In this article of ours, you will learn how to find Equivalent Rational Numbers by multiplication and division. Get to see solved examples in the coming modules.

Equivalent Rational Numbers by Multiplication

Let suppose a/b is a rational number and m is a non-zero integer then (a*m)/(b*m) is a rational number equivalent to a/b.

For instance, 16/20, 40/50, -56/-70, -96/-120 are equivalent fractions and are equal to the rational number 4/5.

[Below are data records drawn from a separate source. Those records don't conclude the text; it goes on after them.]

PR #321, opened 2020-07-19
Exhaustively document current AccessTools.*FieldRefAccess behavior in preparation for improvements

lbmaian:
## Summary
* No changes to any existing behavior in `AccessTools`, let alone Harmony proper.
* Move `AccessTools.*FieldRefAccess` unit tests new `TestFieldRefAccess`.
* Expand such tests to exhaustively document current behavior.
* More `AccessTools.Field/Method/Property` unit tests, including tests showing potential NRE on interface types (relevant to `FieldRefAccess` method that uses `AccessTools.Field`, throwing wrong exception).
* Deprecated `FastAccess` getters/setters.
* Migrate Azure Pipelines to use `dotnet` CLI tasks rather than `nuget/vsbuild/vstest` tasks (since the latter was crashing on a unit test that `dotnet test` isn't crashing on).

### Miscellaneous changes
* New `AccessTools.IsStatic`/`IsNetFrameworkRuntime`/`IsNetCoreRuntime` methods.
* Link Mono bug issue with `AccessTools.MethodDelegate` (accidentally included, but it's such a minor change that I kept it in the PR).
* Some new `TestTools` methods and improvements to workaround certain NUnit limitations.
* Some new `Dictionary` extension methods - `internal` to avoid extension method pollution on common BCL types.
* Travis and Azure Pipelines CI `dotnet test` output now includes console stdout logging.

## Details
This in preparation for lbmaian/Harmony#1 (`AccessTools.*FieldRefAccess` improvements, including struct support), including binary compatibility testing. Note that GitHub doesn't support dependent PRs, so that is just a draft PR on my own repo fork - if/once this PR gets merged in, I'll recreate lbmaian/Harmony#1 on this repo.

I might have overengineered it a bit with a custom test suite framework for testing field get/set built on top of NUnit, but the result is a very exhaustive documentation of all the use cases (whether valid or not) of `AccessTools.*FieldRefAccess`.

Some tested use cases cause crashes, namely attempting to use them for struct instance fields (which is the main impetus behind these tests and lbmaian/Harmony#1). These are marked as `[Explicit]` unit tests. (Note: Due to a bug in the NUnit Visual Studio adapter though, `[Explicit]` is ignored in Visual Studio, so I had to add a workaround for this.)

Sample outputs
* Mono 6.10 runtime on debug net472 build: [TestFieldRefAccess-old.mono.net472.log](https://github.com/pardeike/Harmony/files/4945898/TestFieldRefAccess-old.mono.net472.log)
* CLR 4 on release net472 build: [TestFieldRefAccess-old.release.net472.log](https://github.com/pardeike/Harmony/files/4945902/TestFieldRefAccess-old.release.net472.log)
* CoreCLR 3.1 on release netcoreapp3.1 build: [TestFieldRefAccess-old.release.netcoreapp3.1.log](https://github.com/pardeike/Harmony/files/4945909/TestFieldRefAccess-old.release.netcoreapp3.1.log)

Among the commits were my planned changes to `FastAccess` to similarly fix their edge cases, but I've reverted them and instead deprecated the `FastAccess` getters/setters per discord conversation. The reverted commits are there primarily for history (in case my fixes there end up being useful elsewhere). Their remaining legacy is the additional properties/indexers on the `AccessTools` test asset types.


Harmony/Extras/FastAccess.cs
```diff
@@ -154,14 +162,12 @@ public static InstantiationHandler<T> CreateInstantiationHandler<T>()
 			return (SetterHandler<T, S>)dynamicSet.Generate().CreateDelegate(typeof(SetterHandler<T, S>));
 		}
 
-		//
-
-		static DynamicMethodDefinition CreateGetDynamicMethod<T, S>(Type type)
+		private static DynamicMethodDefinition CreateGetDynamicMethod<T, S>(Type type)
```
pardeike, line 165: I think the Harmony code standard does not use `private` and instead let no modifier be implicit private.

Harmony/Tools/AccessTools.cs
```diff
@@ -1156,11 +1157,22 @@ public static void RethrowException(Exception exception)
...
-		/// <returns>True if we are running under Mono, false otherwise (.NET)</returns>
+		/// <summary>True if the current runtime is based on Mono, false otherwise (.NET)</summary>
 		///
 		public static bool IsMonoRuntime { get; } = Type.GetType("Mono.Runtime") != null;
 
+		/// <summary>True if the current runtime is .NET Framework, false otherwise (.NET Core or Mono, although latter isn't guaranteed)</summary>
+		///
+		public static bool IsNetFrameworkRuntime { get; } =
+			TypeByName("System.Runtime.InteropServices.RuntimeInformation")?.GetProperty("FrameworkDescription")
+			.GetValue(null, null).ToString().StartsWith(".NET Framework") ?? true;
```
pardeike, line 1168: The default is `true`? Is that correct?

Harmony/Tools/AccessTools.cs
```diff
@@ -1395,6 +1407,58 @@ public static bool IsOfNullableType<T>(T instance)
 			return Nullable.GetUnderlyingType(typeof(T)) != null;
 		}
 
+		/// <summary>Tests whether a type or member is static, as defined in C#</summary>
+		/// <param name="member">type or member</param>
+		/// <returns>True if the type or member is static</returns>
+		///
+		public static bool IsStatic(MemberInfo member)
```
pardeike, line 1414: Maybe add null check and make it an extension method?

Harmony/Tools/AccessTools.cs
```diff
@@ -1395,6 +1407,58 @@ public static bool IsOfNullableType<T>(T instance)
...
+				default:
+					throw new ArgumentException($"Unknown member type: {member.MemberType}");
+			}
+		}
+
+		/// <summary>Tests whether a type is static, as defined in C#</summary>
+		/// <param name="type">type</param>
+		/// <returns>True if the type is static</returns>
+		///
+		public static bool IsStatic(Type type)
```
pardeike, line 1439: Same as other IsStatic

Harmony/Tools/AccessTools.cs
```diff
@@ -1395,6 +1407,58 @@ public static bool IsOfNullableType<T>(T instance)
...
+		{
+			return type.IsAbstract && type.IsSealed;
+		}
+
+		/// <summary>Tests whether a property is static, as defined in C#</summary>
+		/// <param name="property">property</param>
+		/// <returns>True if the property is static</returns>
+		///
+		public static bool IsStatic(PropertyInfo property)
```
pardeike, line 1448: Same

Harmony/Tools/AccessTools.cs
```diff
@@ -1395,6 +1407,58 @@ public static bool IsOfNullableType<T>(T instance)
...
+		{
+			return property.GetAccessors(true)[0].IsStatic;
+		}
+
+		/// <summary>Tests whether an event is static, as defined in C#</summary>
+		/// <param name="event">event</param>
+		/// <returns>True if the event is static</returns>
+		///
+		public static bool IsStatic(EventInfo @event)
```
pardeike, line 1457: I try to avoid `@`

Harmony/Extras/FastAccess.cs
lbmaian: Fixed in all changed files, except in the asset classes, where I think the explicit `private` makes sense (some other asset classes also use explicit `private`).

Harmony/Tools/AccessTools.cs
lbmaian: Yes, because `System.Runtime.InteropServices.RuntimeInformation` only exists on .NET Core (any version) and .NET Framework 4.7.1+, so if it's missing, it should mean that some old .NET Framework runtime is being used.

Although, it's possible that an old Mono runtime (like that used in RimWorld 1.0 or other old Unity-based versions) also don't have `RuntimeInformation`, so I'll fix it so that that `true` is `IsMonoRuntime is false`.

Harmony/Tools/AccessTools.cs
lbmaian: Added `null` check. I thought about making it an extension method, but it would look awkward with the existing `IsStatic` property on `MethodBase` and `FieldInfo`. If it were possible to add extension properties, I would have gone with that approach.

Harmony/Tools/AccessTools.cs
lbmaian: See above

Harmony/Tools/AccessTools.cs
lbmaian: See above

Harmony/Tools/AccessTools.cs
lbmaian: Changed to `eventInfo`.

PR #323, opened 2020-07-22
Add AccessTools.TypeByName tests

lbmaian:
## `AccessTools.TypeByName`
* Add `AccessTools.TypeByName` tests
  * Uses test `AppDomain`s in .NET Framework
  * Uses test `AssemblyLoadContext`s in .NET Core
* ~Add new "DummyAssembly" projects~ Dynamically generated assemblies to setup an "invalid assembly":
  * `HarmonyTestsDummyAssemblyA` is dependency of `HarmonyTestsDummyAssemblyB` yet `HarmonyTests` explicitly doesn't include `HarmonyTestsDummyAssemblyA`
  * `HarmonyTestsDummyAssemblyB` depends on `HarmonyTestsDummyAssemblyA` and exists in `HarmonyTests` - since `HarmonyTestsDummyAssemblyA` isn't included in `HarmonyTests`, `HarmonyTestsDummyAssemblyB` becomes an "invalid assembly"
  * `HarmonyTestsDummyAssemblyC` exists as a valid assembly loaded in `HarmonyTests` after the invalid assembly `HarmonyTestsDummyAssemblyB`
* Add TODOs to `AccessTools.GetTypesFromAssembly` for working around the invalid assembly issue

Functional changes to `AccessTools.TypeByName/GetTypesFromAssembly` that workaround the invalid assembly issue will be done in a separate PR.

## Misc changes
* ~Adds solution folders in an attempt to avoid a cluttered solution project view.~
* ~And since solution folders always appear above root projects in VS, all root projects have been moved into solution folders so that test projects still appear below other projects.~
* ~Add misc solution items like README.md.~
* ~Consolidate/update `jnm2.ReferenceAssemblies.net35` reference version.~
~[2020-07-24 01_11_16-Harmony - Microsoft Visual Studio](https://user-images.githubusercontent.com/30856860/88372431-bd92a600-cd4a-11ea-9922-271d7b693bf2.png)~
* Add dependency on `Lokad.ILPack` for .NET Core to workaround lack of `AssemblyBuilder.Save` support.
* Add `TestTools.RunInIsolationContext` and `ITestIsolationContext` that can execute tests in a separate `AppDomain` (if .NET Framework) or separate `AssemblyLoadContext` that's unloaded afterwards.

~I'm not particularly happy about needing "dummy assembly" projects just to generate the invalid assembly test case, but my attempts so far at dynamically generating them via `AssemblyBuilder` has run into blockers (in particular, .NET Core lacks `AssemblyBuilder.Save`).~


Harmony/Tools/AccessTools.cs
```diff
@@ -56,6 +56,14 @@ public static Type TypeByName(string name)
 		/// 
 		public static Type[] GetTypesFromAssembly(Assembly assembly)
```
pardeike, line 57: As discussed earlier, the best option is to only catch `ReflectionTypeLoadException` and use the valid types for the result. Keep throwing any other exception.

Also refactor any code that uses `assembly.GetTypes()` to use this method.

lbmaian: Alright, I'll do this in the followup PR to this (the one that actually does the fixes).

lbmaian:
Fixed merge conflicts and fixed .editorconfig not actually applying code style rules. Will merge once CI finishes.

PR #328, opened 2020-07-28
Misc solution/project/test/code cleanup and fixes, CI fully migrated to Azure Pipelines

lbmaian:
## Solution/project config cleanup and improvements
- Add misc solution items (like README.md) to solution
- Allow C# 8
- More robust Zip build task that works on .NET Core dotnet build (fixes non-Windows release builds)
  - Migrate Zip build task to use RoslynCodeTaskFactory (available for msbuild versions since VS 2017 15.8+ and .NET Core 2.1+)
  - All old *.zip files in output dir are deleted upon build and clean
- Dependency updates:
  - Consolidate/update `jnm2.ReferenceAssemblies.net35` reference version (fixes the 'warning MSB3245: Could not resolve this reference. Could not locate the assembly "System.Xml"' on non-Windows builds)
  - Update `Microsoft.NET.Test.Sdk` and `NUnit3TestAdapter` dependencies
  - Remove unused netstandard2.0/netcoreapp2.0 dependencies and already commented out dependencies
  - Remove libs folder that was only used for netstandard2.0
  - Remove unused test dependencies in Documentation project
- Future-proof csproj .NET Core conditions to handle .NET 5+
- Add global.json to prevent NET 5 pre-release from being used via dotnet CLI commands, since Harmony dependencies like Cecil aren't compatible with it yet
- Misc updates to .editorconfig to match existing code style, and generalize yml settings for all yml and json.

## Continuous integration revamp (full migration to Azure Pipelines)
- Remove travis.yml and appyveyor.yml
- Revamp Azure Pipelines CI config to test across dotnet/mono win-x64/win-x86/ubuntu-x64/macOS-x64
  - ubuntu-x86 and macOS-x86 currently not possible without x86 hosts
  - Note that ubuntu and macOS implicitly uses mono for .NET Framework and thus there aren't separate mono jobs for them
  - There was an attempt to attach stdout/stderr to non-failed test results (Azure Pipelines only attaches such for failed tests), but it was reverted due to significantly slowing down test result publishing (see commit history)
- A workaround for running net35 tests via `dotnet test` without having to specify dll (unifies how tests are run across all target frameworks)
- Publishes the release Harmony zip as build artifact

## Test improvements
- Attempt to improve test stability by catching CSEs in ReturningStructs tests, which occasionally causes crashes, in .NET Framework 4+
  - Ideally, these tests would each be done in separate process to isolate crashes, but there's no way easy way to do that (I've been experimenting with a solution, but it's .NET Core-specific)
- Add TestEnvironment "tests" that logs runtime/environment info when running tests
- Made `[Explicit]` VSTest workaround automatic and fixed to work under mono and work with vstest.console
- Made test class namespaces consistent with their folders (some already had such namespaces, so this is a consistency change)

## Code cleanup
- Fix some formatting and code style issues (address suggestions from Visual Studio)
- Use `is` over `==`/`!=` for `null`/`false` checks - more idiomatic in modern C# and marginally improves performance for types that implement equality operators (such as Type, FieldInfo, etc.)
  - `!= null` is replaced with `is object` for now as the least bad option (should be changed to `is not null` when C# 9 is released)
- Add EditorBrowsableState.Never to the specific AccessTools.IsStatic methods so that only MemberInfo overload should show up in IDEs by default


pardeike:
What a monster. 85 files changed/touched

On multiplying the numerator and denominator of a fraction with the same integer the fraction value doesn’t change.

Example: Fractions 4/8 and 16/32 are equivalent because the numerator and denominator can be obtained by multiplying with each of them with 4.

Also, -4/5 = -4*(-1)/5*(-1) = -4*(-2)/5*(-2) = -4*(-3)/5*(-3) and so on ……

If the denominator of a rational number is a negative integer then by using the above-mentioned property we can convert it to positive by multiplying the numerator and denominator by -1.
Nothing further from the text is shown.